- **Exercise directions**
Each line of the material, from the first through the one containing "dropWhile :: Vector", is to be written out exactly.

<<<<

PR #327, opened 2020-08-02
make dropWhile fusion adaptive

gksato:
Now dropWhile's implementation uses stream
only in case the stream fusion is already running.
This is expected to reduce unnecessary re-allocation.
This is an improvement of #146, which does not admit stream fusion in any case.

I've executed the tests included in the package with GHC 8.6.5 and 8.8.3.
If you wish to have other tests done, please tell me.
 
cf. https://github.com/haskell/vector/issues/141
https://github.com/haskell/vector/issues/108

### DIFF
--- a/Data/Vector/Generic.hs
+++ b/Data/Vector/Generic.hs
@@ -1381,8 +1381,19 @@ takeWhile f = unstream . Bundle.takeWhile f . stream
 -- | /O(n)/ Drop the longest prefix of elements that satisfy the predicate
 -- without copying.
 dropWhile :: Vector v a => (a -> Bool) -> v a -> v a
-{-# INLINE dropWhile #-}
-dropWhile f = unstream . Bundle.dropWhile f . stream
+{-# INLINE_FUSED dropWhile #-}
+-- In the case that the argument is an actual vector,
+-- this is a faster solution than stream fusion.
+dropWhile f xs = case findIndex (not . f) xs of
+                   Just i  -> unsafeDrop i xs
+                   Nothing -> empty
+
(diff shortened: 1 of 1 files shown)


Shimuuar:
At a glance PR seems fine but I want to recheck that it works as advertised. I'm always become very cautious when RULES are involved.

gksato:
Agreed. Please tell me if I can help you in any way with rechecking.

Data/Vector/Generic.hs
```diff
@@ -1381,8 +1381,19 @@ takeWhile f = unstream . Bundle.takeWhile f . stream
...
-dropWhile f = unstream . Bundle.dropWhile f . stream
+{-# INLINE_FUSED dropWhile #-}
+-- In the case that the argument is an actual vector,
+-- this is a faster solution than stream fusion.
+dropWhile f xs = case findIndex (not . f) xs of
+                   Just i  -> unsafeDrop i xs
+                   Nothing -> empty
+
+-- If the argument to 'dropWhile' comes from a stream,
+-- we need to avoid unnecessary allocation.
```
Shimuuar, line 1392: I think it's better to say that we want to avoid creating a new vector. Comment doesn't explain what is being allocated. 

Also please add mention that  `new (New.unstream ` is body of unstream.

gksato:
Alrighty. Adding a commit soon.

gksato:
Now I've committed and pushed a change to the comment. If you'd like a rebase, squash, etc, please tell me.

Shimuuar:
Thanks! I'll just squash merged PR.

PR #231, opened 2018-12-12
Improve "uninitialised element" error message

alexwl:
Compaction ([http://hackage.haskell.org/package/ghc-compact-0.1.0.0/docs/GHC-Compact.html#v:compact](http://hackage.haskell.org/package/ghc-compact-0.1.0.0/docs/GHC-Compact.html#v:compact)) of an immutable vector may crash with the confusing "uninitialised element" error message [https://github.com/haskell/vector/issues/220](https://github.com/haskell/vector/issues/220):

```haskell
module Main where

import qualified Data.Vector as V
import GHC.Compact

main :: IO ()
main = do
  c <- compact $ V.fromList [1, 2, 3]
  pure ()
```

```
*** Exception: Data.Vector.Mutable: uninitialised element
```

As far as I understand, there is no simple way to fix this. However, there is an easy workaround: use the `force` function.

This code doesn't crash:

```haskell
c <- compact $ V.force $ V.fromList [1, 2, 3]
```

The PR adds a suggestion to use the `force` function in the error message.

PR #328, opened 2020-08-11
Disambiguate where the suggested 'force' function comes from

nh2:
Follow-up to PR #231.

Users could easily be misled that it's `Control.DeepSeq.force`, not `Data.Vector.force`,
and the former does not fix the issue at all.

CC @recursion-ninja @enobayram

### DIFF
--- a/Data/Vector/Mutable.hs
+++ b/Data/Vector/Mutable.hs
@@ -193,7 +193,7 @@ loopM !n k = let
   in go 0
 
 uninitialised :: a
-uninitialised = error "Data.Vector.Mutable: uninitialised element. If you are trying to compact a vector, use the 'force' function to remove uninitialised elements from the underlying array."
+uninitialised = error "Data.Vector.Mutable: uninitialised element. If you are trying to compact a vector, use the 'Data.Vector.force' function to remove uninitialised elements from the underlying array."
 
 -- Length information
 -- ------------------


lehins:
@nh2 Good catch. However this error message is only applicable to boxed vectors, so maybe clarifying with: 

`... use the 'Data.Vector.force' function ...`

 instead of 

`... use the 'force' function (from your vector's module) ...`

nh2:
@lehins Ok, updated!

recursion-ninja:
Are you kidding me? I  ***𝚆𝙰𝚂𝙽'𝚃***  supposed to use `Control.DeepSeq.force`? For 2 years I've been repeatedly bitten by this class of issues from the `vector` package. This is a much needed change to the error message! Thanks for making the clarification "hard-coded" into the error message. Now other's should have to struggle so much.

lehins:
@recursion-ninja I know it's been two years, but to be fair you did make a https://github.com/haskell/vector/pull/231#issuecomment-509736562 on the PR that explicitly mentions `V.force`:

> This code doesn't crash:
> `c <- compact $ V.force $ V.fromList [1, 2, 3] `

I also hope you meant to say: "Now other's should **not** have to struggle so much." :smile:

That said, the first time I saw that issue I also thought the error message referred to the `Control.DeepSeq.force`, so it is indeed a very nice change to the error message.

recursion-ninja:
I did mean *shouldn't* (edited). 

I recall stumbling back and forth between the two `force` methods, reverting to `Control.DeepSeq.force` during some refactorings.

Issue #3452, opened 2025-03-20
[FEATURE] Support nested (object) fields with Calcite


LantaoJin:
**Is your feature request related to a problem?**
`org.opensearch.sql.ppl.ObjectFieldOperateIT` should work with Calcite

Issue #3459, opened 2025-03-21
[FEATURE][Calcite Engine] Support access to nested fields after command `FIELD`


qianheng-aws:
**Is your feature request related to a problem?**
Need to support access nested fields after command `FIELD`.

PPL like below, although it has projection only includes field `city`, we still expect to use nested field `city.name ` since it's nested in field `city`.

`source=sql_test_index__deep_nested | fields city | sort city.name`

**Background:**
PPL will expand and flatten all nested fields in it's table schema, so we can access them easily.

PR #3471, opened 2025-03-24
Add missing text function

xinyual:
### Description
Add missing text function including
ascii/left/ locate/strcmp, substr

### Related Issues
Resolves https://github.com/opensearch-project/sql/issues/3467

### Check List
- [x] New functionality includes testing.
- [ ] New functionality has been documented.
 - [ ] New functionality has javadoc added.
 - [ ] New functionality has a user manual doc added.
- [ ] API changes companion pull request [created](https://github.com/opensearch-project/opensearch-api-specification/blob/main/DEVELOPER_GUIDE.md).
- [x] Commits are signed per the DCO using `--signoff`.
- [ ] Public documentation issue/PR [created](https://github.com/opensearch-project/documentation-website/issues/new/choose).

By submitting this pull request, I confirm that my contribution is made under the terms of the Apache 2.0 license.
For more information on following Developer Certificate of Origin and signing off your commits, please check [here](https://github.com/opensearch-project/sql/blob/main/CONTRIBUTING.md#developer-certificate-of-origin).

PR #3476, opened 2025-03-25
[Calcite engine] Support nested field

qianheng-aws:
### Description
Support nested field

### Implementation options
- option1(This PR): For opensearch index, since we already have nested fields flattened and accessible in the mapping information,  we just have to fill the flatten nested fields with its related value, then it could support access to the nested fields as well as get the correct value.

- option2: https://github.com/opensearch-project/sql/issues/3459 

### Related Issues
Resolves  https://github.com/opensearch-project/sql/issues/3452

### Check List


core/src/main/java/org/opensearch/sql/calcite/CalciteRelNodeVisitor.java
```diff
@@ -160,6 +163,23 @@ public RelNode visitProject(Project node, CalcitePlanContext context) {
     return context.relBuilder.peek();
   }
 
+  /** See logic in {@link org.opensearch.sql.analysis.symbol.SymbolTable#lookupAllFields} */
```
LantaoJin, line 166: there is a bug in V2. could you check is it existing in this pr? https://github.com/opensearch-project/sql/issues/3477

qianheng-aws: Has a new discovery for that issue: https://github.com/opensearch-project/sql/issues/3477#issuecomment-2750194736

LantaoJin: Thanks for correcting. Anyway, my point is for the field name with dot. But seems the field with dot in OpenSearch are all treated as nested type.

LantaoJin (approved):

core/src/main/java/org/opensearch/sql/calcite/CalciteRelNodeVisitor.java
penghuo: Add comments, we should handle this case in future. https://github.com/opensearch-project/sql/issues/3477#issuecomment-2752605994

integ-test/src/test/java/org/opensearch/sql/ppl/ObjectFieldOperateIT.java
```diff
@@ -52,7 +52,10 @@ public void group_object_field_in_stats() throws IOException {
     JSONObject result =
         executeQuery(
             String.format("source=%s | stats count() by city.name", TEST_INDEX_DEEP_NESTED));
-    verifySchema(result, schema("count()", "integer"), schema("city.name", "string"));
+    verifySchema(
+        result,
+        schema("count()", isCalciteEnabled() ? "long" : "integer"),
```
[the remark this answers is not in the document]
qianheng-aws: resolved

penghuo (approved):

LantaoJin (approved):
failures not related, due to #3471 .merging to main.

>>>>

- **Answer to this problem**
PR #327, opened 2020-08-02
make dropWhile fusion adaptive

gksato:
Now dropWhile's implementation uses stream
only in case the stream fusion is already running.
This is expected to reduce unnecessary re-allocation.
This is an improvement of #146, which does not admit stream fusion in any case.

I've executed the tests included in the package with GHC 8.6.5 and 8.8.3.
If you wish to have other tests done, please tell me.
 
cf. https://github.com/haskell/vector/issues/141
https://github.com/haskell/vector/issues/108

### DIFF
--- a/Data/Vector/Generic.hs
+++ b/Data/Vector/Generic.hs
@@ -1381,8 +1381,19 @@ takeWhile f = unstream . Bundle.takeWhile f . stream
 -- | /O(n)/ Drop the longest prefix of elements that satisfy the predicate
 -- without copying.
 dropWhile :: Vector v a => (a -> Bool) -> v a -> v a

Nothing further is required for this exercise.